━━━ Data shown ━━━
PR #1420, opened 2018-08-14
Impose lineage date check

jshoe:
- Tested by clicking on a couple of samples and checking the results. Same as current report pages.
- Tested locally showing the right dates filled in to the ActiveRecord queries. Ex: ` 568386, 474942, 5148, 1890422, 563835, 1506295, 4637, 31984, 203492, 603431, 332247, 119093, 1639119, 403, 1962910, 1892254, 186827, 41873, 84107, 361606, 1799696, 1804623, 34450) AND (started_at < '2018-07-20 21:02:14' AND ended_at > '2018-07-20 21:02:14')`

### DIFF
--- a/app/models/taxon_lineage.rb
━━━
**Task item**
Could you return all lines from the data above that contain the string "Tested"?

**Solution to this problem**
- Tested by clicking on a couple of samples and checking the results. Same as current report pages.
- Tested locally showing the right dates filled in to the ActiveRecord queries. Ex: ` 568386, 474942, 5148, 1890422, 563835, 1506295, 4637, 31984, 203492, 603431, 332247, 119093, 1639119, 403, 1962910, 1892254, 186827, 41873, 84107, 361606, 1799696, 1804623, 34450) AND (started_at < '2018-07-20 21:02:14' AND ended_at > '2018-07-20 21:02:14')`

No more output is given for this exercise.